===== Data for this task

PR #4194, opened 2023-12-18
update: S3 driver docs

milosgajdos:
We were missing documentation for some of the configuration options.

### DIFF
--- a/docs/content/storage-drivers/s3.md
+++ b/docs/content/storage-drivers/s3.md
@@ -23,8 +23,14 @@ Amazon S3 or S3 compatible services for object storage.
 | `skipverify`  | no  | Skips TLS verification when the value is set to `true`. The default is `false`. |
 | `v4auth`  | no | Indicates whether the registry uses Version 4 of AWS's authentication. The default is `true`. |
 | `chunksize`  | no | The S3 API requires multipart upload chunks to be at least 5MB. This value should be a number that is larger than 5 * 1024 * 1024.|
+| `multipartcopychunksize` | no | Default chunk size for all but the last S3 Multipart Upload part when copying stored objects. |
+| `multipartcopymaxconcurrency` | no | Max number of concurrent S3 Multipart Upload operations when copying stored objects. |
+| `multipartcopythresholdsize` | no | Default object size above which S3 Multipart Upload will be used when copying stored objects. |
 | `rootdirectory`  | no | This is a prefix that is applied to all S3 keys to allow you to segment data in your bucket if necessary. |
 | `storageclass`  | no | The S3 storage class applied to each registry file. The default is `STANDARD`. |
+| `useragent` | no | The `User-Agent` header value for S3 API operations. |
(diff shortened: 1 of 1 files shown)


docs/content/storage-drivers/s3.md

==========

Return exactly the lines from the line holding "1024 * 1024.|" to the last line of the data, with both of those lines included and nothing added.

*Completed exercise:*
 | `chunksize`  | no | The S3 API requires multipart upload chunks to be at least 5MB. This value should be a number that is larger than 5 * 1024 * 1024.|
+| `multipartcopychunksize` | no | Default chunk size for all but the last S3 Multipart Upload part when copying stored objects. |
+| `multipartcopymaxconcurrency` | no | Max number of concurrent S3 Multipart Upload operations when copying stored objects. |
+| `multipartcopythresholdsize` | no | Default object size above which S3 Multipart Upload will be used when copying stored objects. |
 | `rootdirectory`  | no | This is a prefix that is applied to all S3 keys to allow you to segment data in your bucket if necessary. |
 | `storageclass`  | no | The S3 storage class applied to each registry file. The default is `STANDARD`. |
+| `useragent` | no | The `User-Agent` header value for S3 API operations. |
(diff shortened: 1 of 1 files shown)


docs/content/storage-drivers/s3.md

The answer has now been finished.